### [TASK REQUIREMENTS]
Show each line of the data below that has the string "opened" in it.

### [THE DATA]
PR #1095, opened 2024-06-21
Develop

Wallian169:


app/main.py
```diff
@@ -2,4 +2,60 @@ class Cargo:
...
 
-# write your code here
+
+class BaseRobot:
+    def __init__(self, name: str, weight: int, coords: list = None) -> None:
+        self.name = name
+        self.weight = weight
+        self.coords = coords
+        if not coords:
+            self.coords = [0, 0]
```
vsmutok, line 12: better to use `or`  in this case

app/main.py
```diff
@@ -2,4 +2,60 @@ class Cargo:
...
+
+    def get_info(self) -> str:
+        return f"Robot: {self.name}, Weight: {self.weight}"
+
+
+class FlyingRobot(BaseRobot):
+    def __init__(self, name: str, weight: int, coords: list = None) -> None:
+        super().__init__(name, weight, coords)
+        if not coords:
+            self.coords = [0, 0, 0]
```
vsmutok, line 34: better to use `or`  in this case

vsmutok (changes requested):

PR #1097, opened 2024-06-24
Add solution

MRozdoba:


app/main.py
```diff
@@ -2,4 +2,60 @@ class Cargo:
...
 
-# write your code here
+
+class BaseRobot:
+    def __init__(self, name: str, weight: int, coords: list = None) -> None:
+        self.name = name
+        self.weight = weight
+        self.coords = coords
+        if self.coords is None:
+            self.coords = [0, 0]
```
vsmutok, line 12: better to use `or` in this case

app/main.py
```diff
@@ -2,4 +2,60 @@ class Cargo:
...
+
+    def get_info(self) -> str:
+        return f"Robot: {self.name}, Weight: {self.weight}"
+
+
+class FlyingRobot(BaseRobot):
+    def __init__(self, name: str, weight: int, coords: list = None) -> None:
+        super().__init__(name, weight, coords)
+        if coords is None:
+            self.coords = [0, 0, 0]
```
vsmutok, line 34: better to use `or` in this case

vsmutok (changes requested):

app/main.py
```diff
@@ -2,4 +2,57 @@ class Cargo:
...
+        self.coords[0] -= step
+
+    def get_info(self) -> str:
+        return f"Robot: {self.name}, Weight: {self.weight}"
+
+
+class FlyingRobot(BaseRobot):
+    def __init__(self, name: str, weight: int, coords: list = None) -> None:
+        super().__init__(name, weight, coords)
+        self.coords = coords or [0, 0, 0]
```
Dimosphen1, line 31: There is no need to redefine `self.coords` after initialization, do it earlier while passing `coords` as an argument
```suggestion
        super().__init__(name, weight, coords or [0, 0, 0])
```

app/main.py
```diff
@@ -2,4 +2,57 @@ class Cargo:
     def __init__(self, weight: int) -> None:
         self.weight = weight
 
-# write your code here
+
+class BaseRobot:
+    def __init__(self, name: str, weight: int, coords: list = None) -> None:
```
Dimosphen1, line 7: It would be better to place each argument including `self` on a new line so that there would be no arguments on the same line with opening and closing parenthesis. It will help to improve the code style and readability

Dimosphen1 (changes requested):

pavlopro (approved):
Good Job!

PR #1105, opened 2024-07-02
Solution

AlexanderLEmani:


app/main.py
```diff
@@ -1,5 +1,59 @@
+class BaseRobot:
+    def __init__(self, name: str, weight: int, coords: list = None) -> None:
```
vasylhnatiuk, line 2:
```suggestion
    def __init__(self, name: str, weight: int, coords: list[int] = None) -> None:
```

vasylhnatiuk: add everywhere

vasylhnatiuk (changes requested):

app/main.py
```diff
@@ -1,5 +1,69 @@
...
+
+
+class FlyingRobot(BaseRobot):
+    def __init__(
+            self,
+            name: str,
+            weight: int,
+            coords: list[int] = None
+    ) -> None:
+        if coords is None:
```
vasylhnatiuk, line 35: use `or` here as well

vasylhnatiuk (changes requested):

vsmutok (approved):
Looks Good!

PR #1114, opened 2024-07-10
Solution

Alex-Plugin:


app/main.py
```diff
@@ -2,4 +2,75 @@ class Cargo:
...
+    def __init__(
+            self,
+            name: str,
+            weight: int,
+            coords: list[int] = None
+    ) -> None:
+
+        self.name = name
+        self.weight = weight
+        if coords is None:
```
pavlopro, line 17: Simplify this to `self.coords = coords or [0, 0]`

app/main.py
```diff
@@ -2,4 +2,75 @@ class Cargo:
...
+
+    def __init__(
+            self,
+            name: str,
+            weight: int,
+            coords: list[int] = None
+    ) -> None:
+        if coords is None:
+            coords = [0, 0, 0]
+        super().__init__(name, weight, coords)
```
pavlopro, line 48: The same as above, here

pavlopro (changes requested):

app/main.py
Alex-Plugin: Thank you! Done!!!

Polyakiv-Andrey (approved):
Good job!

PR #1117, opened 2024-07-10
Solution delivery drone task

viktor-77:


app/main.py
```diff
@@ -1,5 +1,68 @@
...
+
+
+class FlyingRobot(BaseRobot):
+    def __init__(
+            self, name: str,
+            weight: int,
+            coords: List[int] = None
+    ) -> None:
+        coords = [0, 0, 0] if coords is None else coords
+        super().__init__(name, weight, coords)
```
Dimosphen1, line 42: There is no need to define `coords` variabe, you could pass value in the `__init__` directly
```suggestion
        super().__init__(name, weight, coords or [0, 0, 0])
```

app/main.py
```diff
@@ -1,5 +1,68 @@
...
 
-# write your code here
+
+class BaseRobot:
+    def __init__(
+            self, name: str,
+            weight: int,
+            coords: List[int] = None
+    ) -> None:
+        self.coords = [0, 0] if coords is None else coords
```
Dimosphen1, line 15: Simplify this condition without `is None` check or use `or` expression

Dimosphen1 (changes requested):

pavlopro (approved):
Good Job!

### [RESULT OF THE EXERCISE]
PR #1095, opened 2024-06-21
PR #1097, opened 2024-06-24
PR #1105, opened 2024-07-02
PR #1114, opened 2024-07-10
PR #1117, opened 2024-07-10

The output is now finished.